**Exercise directions**.
Print each entry exactly, all the way through.

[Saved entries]
PR #11777, opened 2021-08-19
chore: upgrade dlint and run `prefer-primordials`

magurotuna:
This PR upgrades `third_party` submodule to the latest to get dlint 0.12.0, and applies `prefer-primordials` to the files under runtime, ext, and core.

### DIFF
--- a/.dlint.json
+++ b/.dlint.json
@@ -4,6 +4,8 @@
     "include": [
       "ban-untagged-todo"
     ],
-    "exclude": []
+    "exclude": [
+      "no-invalid-triple-slash-reference"
+    ]
   }
 }
--- a/runtime/js/99_main.js
+++ b/runtime/js/99_main.js
@@ -22,6 +22,7 @@ delete Object.prototype.__proto__;
     SymbolFor,
     SymbolIterator,
     PromisePrototypeThen,
+    TypeError,
   } = window.__bootstrap.primordials;
   const util = window.__bootstrap.util;
   const eventTarget = window.__bootstrap.eventTarget;
@@ -228,6 +229,7 @@ delete Object.prototype.__proto__;
     } else {
       prepareStackTrace = core.createPrepareStackTrace();
     }
+    // deno-lint-ignore prefer-primordials
     Error.prepareStackTrace = prepareStackTrace;
   }
 
--- a/tools/lint.js
+++ b/tools/lint.js
@@ -51,6 +51,9 @@ async function dlint() {
   }
 }
 
+// `prefer-primordials` has to apply only to files related to bootstrapping,
+// which is different from other lint rules. This is why this dedicated function
+// is needed.
 async function dlintPreferPrimordials() {
   const execPath = getPrebuiltToolPath("dlint");
   console.log("prefer-primordials");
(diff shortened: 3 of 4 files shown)


.dlint.json
```diff
@@ -4,6 +4,8 @@
     "include": [
       "ban-untagged-todo"
     ],
-    "exclude": []
+    "exclude": [
+      "no-invalid-triple-slash-reference"
+    ]
```
magurotuna, line 9: If I understand correctly, `no-invalid-triple-slash-reference` rule is for Deno users, not for the internal code of Deno, so I added it here. Please correct me if I'm wrong.

runtime/js/99_main.js
```diff
@@ -228,6 +229,7 @@ delete Object.prototype.__proto__;
     } else {
       prepareStackTrace = core.createPrepareStackTrace();
     }
+    // deno-lint-ignore prefer-primordials
     Error.prepareStackTrace = prepareStackTrace;
```
magurotuna, line 233: In Node.js, `Error.prepareStackTrace` is skipped linting because of [the config](https://github.com/nodejs/node/blob/e4b1fb5e6422c1ff151234bb9de792d45dd88d87/lib/.eslintrc.yaml#L104-L105). But deno_lint doesn't support it right now, so just added an ignore directive here for the moment.

tools/lint.js
```diff
@@ -63,6 +51,50 @@ async function dlint() {
...
+    const p = Deno.run({
+      cmd: [execPath, "run", "--rule", "prefer-primordials", ...chunk],
+    });
+    const { success } = await p.status();
+    if (!success) {
+      throw new Error("prefer-primordials failed");
+    }
+    p.close();
+  }
+}
```
magurotuna, line 80: I think `prefer-primordials` should apply only to the code related to bootstrapping, so I created another function where only this rule is run.

tools/lint.js
```diff
@@ -63,6 +51,50 @@ async function dlint() {
...
+
+  if (!sourceFiles.length) {
+    return;
+  }
+
+  const chunks = splitToChunks(sourceFiles, `${execPath} run`.length);
+  for (const chunk of chunks) {
+    const p = Deno.run({
+      cmd: [execPath, "run", "--rule", "prefer-primordials", ...chunk],
+    });
```
bartlomieju, line 73: Why configure here instead of adding to `dlint.json`?

tools/lint.js
bartlomieju: Makes sense, please add a comment explaining that

tools/lint.js
magurotuna: If we added `prefer-primordials` to `.dlint.json`, then this rule would apply to almost all JS and TS files in this repository, which would produce lots of diagnostics. This rule should apply only to files under `runtime`, `ext` and `core`, which is why I made it inlined here.

tools/lint.js
magurotuna: Done 👍  0cf3bfb

lucacasonato (commented):
This is awesome! Well done @magurotuna.

.dlint.json
bartlomieju: That's correct

bartlomieju (approved):
LGTM, thanks @magurotuna this is very useful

**Solution to the exercise**.
PR #11777, opened 2021-08-19
chore: upgrade dlint and run `prefer-primordials`

magurotuna:
This PR upgrades `third_party` submodule to the latest to get dlint 0.12.0, and applies `prefer-primordials` to the files under runtime, ext, and core.

### DIFF
--- a/.dlint.json
+++ b/.dlint.json
@@ -4,6 +4,8 @@
     "include": [
       "ban-untagged-todo"
     ],
-    "exclude": []
+    "exclude": [
+      "no-invalid-triple-slash-reference"
+    ]
   }
 }
--- a/runtime/js/99_main.js
+++ b/runtime/js/99_main.js
@@ -22,6 +22,7 @@ delete Object.prototype.__proto__;
     SymbolFor,
     SymbolIterator,
     PromisePrototypeThen,
+    TypeError,
   } = window.__bootstrap.primordials;
   const util = window.__bootstrap.util;
   const eventTarget = window.__bootstrap.eventTarget;
@@ -228,6 +229,7 @@ delete Object.prototype.__proto__;
     } else {
       prepareStackTrace = core.createPrepareStackTrace();
     }
+    // deno-lint-ignore prefer-primordials
     Error.prepareStackTrace = prepareStackTrace;
   }
 
--- a/tools/lint.js
+++ b/tools/lint.js
@@ -51,6 +51,9 @@ async function dlint() {
   }
 }
 
+// `prefer-primordials` has to apply only to files related to bootstrapping,
+// which is different from other lint rules. This is why this dedicated function
+// is needed.
 async function dlintPreferPrimordials() {
   const execPath = getPrebuiltToolPath("dlint");
   console.log("prefer-primordials");
(diff shortened: 3 of 4 files shown)


.dlint.json
```diff
@@ -4,6 +4,8 @@
     "include": [
       "ban-untagged-todo"
     ],
-    "exclude": []
+    "exclude": [
+      "no-invalid-triple-slash-reference"
+    ]
```
magurotuna, line 9: If I understand correctly, `no-invalid-triple-slash-reference` rule is for Deno users, not for the internal code of Deno, so I added it here. Please correct me if I'm wrong.

runtime/js/99_main.js
```diff
@@ -228,6 +229,7 @@ delete Object.prototype.__proto__;
     } else {
       prepareStackTrace = core.createPrepareStackTrace();
     }
+    // deno-lint-ignore prefer-primordials
     Error.prepareStackTrace = prepareStackTrace;
```
magurotuna, line 233: In Node.js, `Error.prepareStackTrace` is skipped linting because of [the config](https://github.com/nodejs/node/blob/e4b1fb5e6422c1ff151234bb9de792d45dd88d87/lib/.eslintrc.yaml#L104-L105). But deno_lint doesn't support it right now, so just added an ignore directive here for the moment.

tools/lint.js
```diff
@@ -63,6 +51,50 @@ async function dlint() {
...
+    const p = Deno.run({
+      cmd: [execPath, "run", "--rule", "prefer-primordials", ...chunk],
+    });
+    const { success } = await p.status();
+    if (!success) {
+      throw new Error("prefer-primordials failed");
+    }
+    p.close();
+  }
+}
```
magurotuna, line 80: I think `prefer-primordials` should apply only to the code related to bootstrapping, so I created another function where only this rule is run.

tools/lint.js
```diff
@@ -63,6 +51,50 @@ async function dlint() {
...
+
+  if (!sourceFiles.length) {
+    return;
+  }
+
+  const chunks = splitToChunks(sourceFiles, `${execPath} run`.length);
+  for (const chunk of chunks) {
+    const p = Deno.run({
+      cmd: [execPath, "run", "--rule", "prefer-primordials", ...chunk],
+    });
```
bartlomieju, line 73: Why configure here instead of adding to `dlint.json`?

tools/lint.js
bartlomieju: Makes sense, please add a comment explaining that

tools/lint.js
magurotuna: If we added `prefer-primordials` to `.dlint.json`, then this rule would apply to almost all JS and TS files in this repository, which would produce lots of diagnostics. This rule should apply only to files under `runtime`, `ext` and `core`, which is why I made it inlined here.

tools/lint.js
magurotuna: Done 👍  0cf3bfb

lucacasonato (commented):
This is awesome! Well done @magurotuna.

.dlint.json
bartlomieju: That's correct

bartlomieju (approved):
LGTM, thanks @magurotuna this is very useful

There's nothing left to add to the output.